Broadly speaking, video interpolation techniques can be split into computer vision model-based and model-free approaches. Model-free approaches use the manual annotation polygon coordinates to construct a mathematical interpolation for polygons in the frames in between the start and end frames. Model-based approaches utilize the power of machine learning based computer vision models to extract features within the manual annotations and search for similar features in the other frames to automatedly produce annotations. Model-free approaches are generally quite computationally cheap, while model-based approaches will have some level of computational overhead but are much more capable of analyzing the visual features for better predictions.

Model-free interpolation can be considered as a practical context for polygon morphing, a topic that is very common in graphics. As the goal of interpolation in our case is to produce polygons that most easily represent the changing of object shapes from a view over time, our goal with our interpolation tool was to reduce visual anomalies and frequent, large changes in polygon shape throughout the interpolation.

What is Video Tracking?

With all the caveats described above with difficulties in matching non-linear, atypical movements, an AI-assisted tool is a much stronger alternative as it leverages visual features rather than being reliant on polygon coordinate values.

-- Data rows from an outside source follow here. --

PR #4127, opened 2025-12-05
fix(upgrade-job): OpenEBS v3 to v4 upgrade etcd preUpgradeJob toggle

niladrih:
The strategy we follow when upgrading from OpenEBS v3 to OpenEBS v4 is to disable preUpgradeJob for etcd, then enable it after we've reached target version already.

The enable bit was bugged, fixing that.


tiagolobocastro (approved):

niladrih:
@mergify queue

Our AI assisted tool is a video tracker that utilizes an initial annotation on one frame and uses a computer vision model to match the features of the annotation in other frames, and reconstruct annotation masks around them. Visual features can evolve throughout the video, so users are able to re-annotate annotations in other frames. These additional ground-truth labels provide more features that are used in conjunction with each other to improve annotations in the other frames. Notably, the tool is semantic in nature, so multiple polygons can be associated to the same class. When users are annotating hundreds of frames, it can be difficult to tell which frames to be corrected to assist with the predicted annotation quality. As such, the tool also provides suggested keyframes for correction which the model evaluates as the most lossy. Therefore, the annotation process for hundreds of frames is reduced to annotating a few frames to make corrections where needed or suggested.

Video Tracking Capabilities

One benefit of video tracking is its ability to track any number of objects from any number of classes all at once. We do not limit how many annotations you make in your first frame that is inputted for tracking. Therefore, it can help with multi-class, multi-instance tracking, while maintaining highly accurate mask annotation predictions.

Additionally, no AI assistance tool is perfect, so we provide the capability to continuously edit the tracker's predicted masks by inputting annotations from keyframes. This is not bounded in any way, so users can feel free to keep improving the quality in their annotation session until they are satisfied.

Common Questions

Can I input more than one frame before I start tracking?

No, currently, video tracking only supports the input of masks from one frame, as the tracker adjusts the quality of the mask outputs one at a time.

Can I add an additional object on a subsequent round of tracking?

No, you should make sure that the first frame that you input with masks should contain all objects that you are interested in tracking. The tracker will not be able to adjust to additional objects after the first round of inputs.